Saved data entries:
PR #21287, opened 2024-10-13
Added post-checkout hook for submodule updates

cmraible:
no issue

- Currently to work on Ghost locally, you have to use the `--recurse-submodules` flag when first checking it out with `git clone ....`.
- Adding `git submodule update --init --recursive` to a post-checkout hook accomplishes the same thing, without the user having to know the exact correct command to run when cloning.
- This allows us to use a simpler `git clone ...` command.


cmraible (commented):
Need to test this on a fresh clone when I'm not on airplane wifi.

cmraible:
Realized we can do this in the `prepare` script (along with installing git hooks), which accomplishes the same thing essentially. This approach didn't seem to work as I expected it to — it worked when changing branches, but not immediately after a fresh clone.

PR #21314, opened 2024-10-16
Added Turkish local for portal

xyxforyou:
I jast want to change my theme to Turkish language


ghost/i18n/locales/context.json
```diff
@@ -170,7 +170,7 @@
     "Report this comment?": "Title of the modal to report a comment",
     "Retry": "When something goes wrong, this link allows people to re-attempt the same action",
     "Save": "A button to save",
-    "Search posts, tags and authors": "",
+    "Search posts, tags and authors": "Gönderileri, etiketleri ve yazarları arayın",
```
cathysarisky, line 173: translations don't belong in context.json. Please revert this change
```suggestion
    "Search posts, tags and authors": "",
```

cathysarisky (changes requested):
Hello xyzforyou!  Thanks for this effort.

You've accidentally committed a folder called 'en copy', and you have folders called tr and TR.   

What we need is a folder named 'tr', containing the five files (comments, ghost, portal, search, signup-form).   We already have Turkish translations in the system, so you should start from there and look for what needs to be updated, rather than starting from nothing.

You may find it easier to start a new pull request that has the intended changes (created by editing the existing files in locales/pr), rather than trying to fix the issues with this one.  Either way, hit the 'request review' button or tag me when you've got things fixed and I'll be back to check it over, ok?

Also, a note: this won't change your theme.  It'll change the membership pop-overs (Portal), the search section, the sign-up card, and the comments.

allouis:
@xyxforyou Do you intend to continue work on this PR?

allouis:
Closing due to inactivity

PR #21329, opened 2024-10-16
Added @tryghost/metrics-server as a dependency

cmraible:
no issue

- I apparently never added `@tryghost/metrics-server` as a dependency to `ghost/core/package.json`. It worked in most cases as a 'Ghost dependency' — yarn installs all node_modules in a flat structure, so even though it wasn't a dependency in package.json, it still resolved to the correct package, as long as the typescript packages were all built first.
- This passed CI because we explicitly run `ts:build` on all packages before running tests, and it worked in production because we build the TS packages as part of the docker build. However, when trying to run tests locally, it would sometimes fail unless you explicitly ran `nx run-many -t build:ts` at the top level before running the tests.
- Adding it as a dependency in `package.json` fixes this problem.


cmraible:
Somehow branch got messed up, closing in favor of https://github.com/TryGhost/Ghost/pull/21330

PR #21801, opened 2024-12-04
Removed link from replied-to ref when deleted/hidden

kevinansfield:
closes https://linear.app/ghost/issue/PLG-294

- making the `replied to: [removed]` text a link was a bit confusing because clicking it does nothing
- if the replied-to comment doesn't exist (e.g. hidden/deleted and not returned in API response) or has been unpublished we replace the `<a>` with a `<span>` to remove the link behaviour


sanne-san (approved):
Pushed a small change that removes the hover effect for non-links, but otherwise LGTM!

PR #21806, opened 2024-12-04
Modified `lastSeenAt` updater to use job queue for member link click events

9larsons:
ref https://linear.app/ghost/issue/ENG-1815/create-job-queue-entry-for-lastseenatupdater
ref https://linear.app/ghost/issue/ENG-1816/implement-domainevents-in-jobqueuemanager

This change requires a few pieces that I'll likely split out into other PRs to isolate the changes. This is a single PR spike for demonstration purposes.

The `lastSeenAt` update for members after clicking an email link is not a time-sensitive operation. Given that the period following the sending a newsletter is already one of incredibly high activity for Ghost, it makes sense to shift this workload to the job queue where it can be processed in turn with other time-insensitive operations.

Ultimately, we've got a few new patterns here that I'd like to get some feedback on.
- This approach firms up the groundwork laid in the EmailAnalyticsJob-related updates that we introduced the job queue for, where **service wrappers w/in `ghost/core` are the ones listening to `DomainEvents` and submit the jobs to the `JobManager`.**
- Jobs have a new return pattern, if needed, to be able to submit events upon completion (we have two flavors in Ghost, `DomainEvents` and 'Node events', e.g. `site.changed`). In general, the return value is otherwise disregarded, so this is only important if needed to signal other activities like chaining job submissions. In pseudocode typing: `result = {result: <any>, eventData: <domainEvents || nodeEvents>}`
- Jobs should be contained within the `ghost/core/core/services/<service>/jobs` directories.
- Jobs may require new `Events` to be created and subscribed to. These can be created within the appropriate events package, e.g. `members-events`. I don't see a need to create a job-specific bundle of events.
- Jobs should only interact with `knex`/the DB directly, not using models or services. This reduces the overhead and paves the way for creation of standalone services.

Note: I'm not sure if we want to maintain two code paths for 'job queue enabled' vs 'job queue disabled'. Either we should let the `JobManager` route it to the job queue or inline runner on its own, or simply widespread enable the job queue.

### DIFF
--- a/ghost/core/core/server/services/jobs/job-service.js
+++ b/ghost/core/core/server/services/jobs/job-service.js
@@ -8,6 +8,7 @@ const logging = require('@tryghost/logging');
 const models = require('../../models');
 const sentry = require('../../../shared/sentry');
 const domainEvents = require('@tryghost/domain-events');
+const eventEmitter = require('../../lib/common/events');
 const config = require('../../../shared/config');
 const prometheusClient = require('../../../shared/prometheus-client');
 const errorHandler = (error, workerMeta) => {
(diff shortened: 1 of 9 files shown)


9larsons:
@ErisDS Is there a more correct name for the events lib we have that uses Node's event module? We have both that and DomainEvents, and it'd be nice to have a better way to semantically separate them. It's a bit confusing as is.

* Prompt
Give the number of lines in the records above that contain "packages", with no other words.

* Task output
2